Dir: Mike Rianda. Starring: Abbi Jacobson, Danny McBride, Maya Rudolph, Eric Andre, Fred Armisen, Beck Bennett, Conan O’Brien. Cert PG, 113 mins

It might feel a little audacious for an animated film produced by Sony Pictures and distributed by Netflix to preach about the dangers of too much screentime. Rick Mitchell (Danny McBride) sits at the breakfast table, hoping for a little confab with his beloved family, only to find them all slack-jawed and zombie-eyed, fixated on their devices. But The Mitchells vs the Machines, a family adventure from the producers of Spider-Man: Into the Spider-Verse, is far too sharp, funny, and self-aware to just wag its finger at audiences. Rick’s own frustrations are just one part of a wider generational divide. We see him sweat buckets as he tries to log in to YouTube, while his daughter Katie (Abbi Jacobson), an aspiring filmmaker, finds in the internet both a creative outlet and a tool to better understand herself.

That basic tension remains, even as the Mitchells are plunged into the middle of a robopocalypse, after a tech bro (Eric Andre) angers his own Alexa-like invention (Olivia Colman, wonderful and murderous) by discarding it for a new model. It retaliates by attempting to eject the entire human population into space. Somehow, it’s down to the Mitchells to save the day.

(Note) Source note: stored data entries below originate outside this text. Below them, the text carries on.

PR #1213, opened 2025-10-28
Add Dependabot configuration for GitHub Actions

saghul:


bnoordhuis (approved):
This is so we get notified when new actions/checkout, actions/upload-artifact, etc. releases come out, right?

saghul:
> This is so we get notified when new actions/checkout, actions/upload-artifact, etc. releases come out, right?

Yep, that's right!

The Mitchells vs the Machines offers much of what we’ve come to expect from the producing team of Phil Lord and Christopher Miller, to the point that they’ve managed to cultivate a signature style. Here, the way the film’s 3D animation invokes hand-drawn imperfections is inherited from Spider-Man: Into the Spider-Verse. The use of chaotic collage effects that nod to early 2000s internet videos, where kitten heads explode into lasers, were already present in 21 Jump Street. And the film’s cine-literate jokes fall in line with the LEGO Movie franchise – one scene involving vicious, Ewok-like Furbies is bound to stick around in pop culture until the end of the year. The Mitchells’ loaf-like dog, whose grunts are kindly provided by celebra-pup Doug the Pug, is equally primed to become a viral sensation.

But that’s not to say the voices of director Mike Rianda and his co-writer Jeff Rowe have simply been absorbed into some larger, cultural behemoth. They’ve put great care into crafting these characters, especially when it comes to the relationship between Rick and Katie – it’s still quite rare for mainstream cinema to celebrate, at its core, a loving father-daughter bond.

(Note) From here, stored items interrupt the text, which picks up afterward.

PR #1214, opened 2025-10-28
Support for iOS, tvOS and watchOS

wkornewald:
With these changes vcpkg successfully builds for iOS, tvOS and watchOS.


quickjs-libc.c
```diff
@@ -4173,7 +4173,7 @@ static const JSCFunctionListEntry js_os_funcs[] = {
 #if !defined(__wasi__)
     JS_CFUNC_DEF("realpath", 1, js_os_realpath ),
 #endif
-#if !defined(_WIN32) && !defined(__wasi__)
+#if !defined(_WIN32) && !defined(__wasi__) && !defined(_TVOS) && !defined(_WATCHOS)
```
bnoordhuis: It should be possible to make it work without setting these defines externally. Include TargetConditionals.h like this:
```c
#ifdef __APPLE__
#include <TargetConditionals.h>
#endif
```
And then change this line to:
```suggestion
#if !defined(_WIN32) && !defined(__wasi__) && !(defined(__APPLE__) && (TARGET_OS_TV || TARGET_OS_WATCH))
```
Which I won't deny is ugly-looking but :shrug:, as long as it works. There are different ways of writing out the boolean clauses but none are much prettier.

CMakeLists.txt
```diff
@@ -241,6 +245,15 @@ if(WIN32)
...
 endif()
+if(TVOS)
+    list(APPEND qjs_defines _TVOS)
+endif()
+if(WATCHOS)
+    list(APPEND qjs_defines _WATCHOS)
+endif()
+if(APPLE_MOBILE)
+    list(APPEND qjs_defines _APPLE_MOBILE)
+endif()
```
bnoordhuis: The define isn't used and I'd rather see `APPLE_MOBILE` replaced with `TVOS OR WATCHOS`.

saghul (approved):

CMakeLists.txt
```diff
@@ -21,6 +21,9 @@ else()
     set(MINGW FALSE)
 endif()
 
+set(TVOS (CMAKE_SYSTEM_NAME STREQUAL "tvOS"))
+set(WATCHOS (CMAKE_SYSTEM_NAME STREQUAL "watchOS"))
```
bnoordhuis: Does this actually work as intended, as in, the expressions evaluate to either TRUE or FALSE (or ON or OFF)? cmake's documentation doesn't mention that it does, as far as I can tell.

A perl one-liner run across the cmake-based projects on my local system doesn't show up anything similar-looking, and I don't remember having seen this construct before.

When in doubt, consider rewriting them as generator expressions:
```suggestion
set(TVOS $<STREQUAL:${CMAKE_SYSTEM_NAME},tvOS>)
set(WATCHOS $<STREQUAL:${CMAKE_SYSTEM_NAME},watchOS>)
```

wkornewald: You're right. I've debugged this and with the new code it's explicit and definitely correct.

bnoordhuis (approved):
Nice, thanks!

The Mitchells’ loaf-like dog, whose grunts are kindly provided by celebra-pup Doug the Pug, is equally primed to become a viral sensation
The Mitchells’ loaf-like dog, whose grunts are kindly provided by celebra-pup Doug the Pug, is equally primed to become a viral sensation (Netflix)

And while the Mitchells have the familiar family dynamic of a goofy, adventurous father and a more practical mother (Maya Rudolph’s Linda), the latter isn’t robbed of her humour and wit, thanks mostly to Rudolph’s sweet, dorky performance. She’s upstaged only by the film’s most relatable character, her son Aaron (voiced by Rianda himself). He spends his days flipping through the phonebook until he can find someone to talk to him about dinosaurs.

The Mitchells might be dysfunctional, and the film even touches on how social media aggravates our personal jealousies, thanks to their yoga-loving neighbours voiced by John Legend and Chrissy Teigen. But, in the end, Rianda’s film preaches that the strongest families are simply those that see and listen to each other – app notifications be damned.